The entire campaign cost in the region of $400.
The wide availability and low prices of many generative AI tools make creating sophisticated information campaigns fast, easy and cheap.
“I don’t think there is a silver bullet for this,” says Paw, “just as there is no silver bullet for phishing attacks, spam, or social engineering.
There are things we can do to mitigate the damage – education, making GenAI systems that block misuse, or equipping browsers with AI-detection tools, for example.
“But I think none of these things is really elegant, cheap or particularly effective,” says Paw.
It’s a truly worrying situation; the implications of deepfake technology and the manipulation of data are both complex and frightening.

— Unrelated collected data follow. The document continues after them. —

PR #3996, opened 2026-07-20
[DE] Fix unparsed HassGetState examples for device class and name queries

mstu01:
The unparsed-examples report for German currently lists 16 documented examples from the HassGetState slot combinations device_class_state_area, device_class_state_floor, name_state, name_state_area and name_state_floor as not recognizable. They fall into two groups.

The first group is a word order gap. Questions like "ist irgendein Fenster im Schlafzimmer offen", "welche Fenster sind im Obergeschoss offen" or "ist das Garagentor in der Garage offen" put the area or floor between the subject and the state, which is the most natural way to ask this in German. The templates only covered "sind im Schlafzimmer Fenster offen" and "ist irgendein Fenster offen im Schlafzimmer". This change adds the missing alternative to the affected blocks, reusing the existing area, floor, are_any, which and how_many expansion rules. No rules or lists were changed.

The second group is a fixture mismatch. The examples "ist das Fenster offen", "ist das Büro belegt", "ist das Fenster im Schlafzimmer offen" and "ist das Schlafzimmerfenster im Obergeschoss offen" use names that had no matching entity in the combination's test fixtures, so the example could never resolve. The English fixtures back every example name with a test entity, so the German test files now do the same: binary_sensor entities named Fenster, Büro and Schlafzimmerfenster were added, existing entities and tests were left untouched.

Every one of the 16 examples is now also a test sentence, added before the fix and observed failing with "Sentence was not recognized", then passing after the change.

Verification: intentfest validate for de ends with "All good!" and no new warnings, the full German pytest run passes (324 tests), check_overmatch reports 0 cross-intent over-matches and 0 no-match sentences, prune reports no dead rules or lists, and report_unparsed_examples for de drops from 48 to 32 no-match entries with no new entries. The remaining 32 belong to other slot combinations.

### DIFF
--- a/sentences/de/HassGetState/device_class_state_area.yaml
+++ b/sentences/de/HassGetState/device_class_state_area.yaml
@@ -13,6 +13,7 @@ data:
   - sentences:
       - "(ist|sind|gibt es|stehen)[ <irgend>] <area> {cover_classes:device_class} {cover_states:state}"
       - "<are_any> {cover_classes:device_class} {cover_states:state} <area>"
+      - "<are_any> {cover_classes:device_class} <area> {cover_states:state}"
     example: "ist irgendein Fenster im Schlafzimmer offen"
     inferred_domain: "cover"
     response: "any"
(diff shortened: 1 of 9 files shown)


hecktech27 (approved):
looking good as well!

Experts predict that by 2025, around 8 million deepfakes will be circulating online, and the numbers are expected to double every 6 months.
As AI algorithms advance, the line between genuine and fake or manipulated content becomes ever blurrier, and there are serious implications for people, privacy, and trust itself.
There is an urgent need for sophisticated detection software and tougher, zero tolerance legislation. This is easier said than done, as while it’s important to have robust protection in place, it’s equally important not to cancel out useful, informative and entertaining GenAI content.
It’s obvious there needs to be balance, but it’s also obvious things cannot keep progressing in same way they have been.
Education and awareness are key, as are more advanced deepfake detection tools. These must be backed up by governmental support – we need updated legislation that promises severe consequences for people misusing the technology.
Getting this right on a global level requires close collaboration – let’s share information, best practices and technology. Together, we CAN protect ourselves against the threat of deepfakes.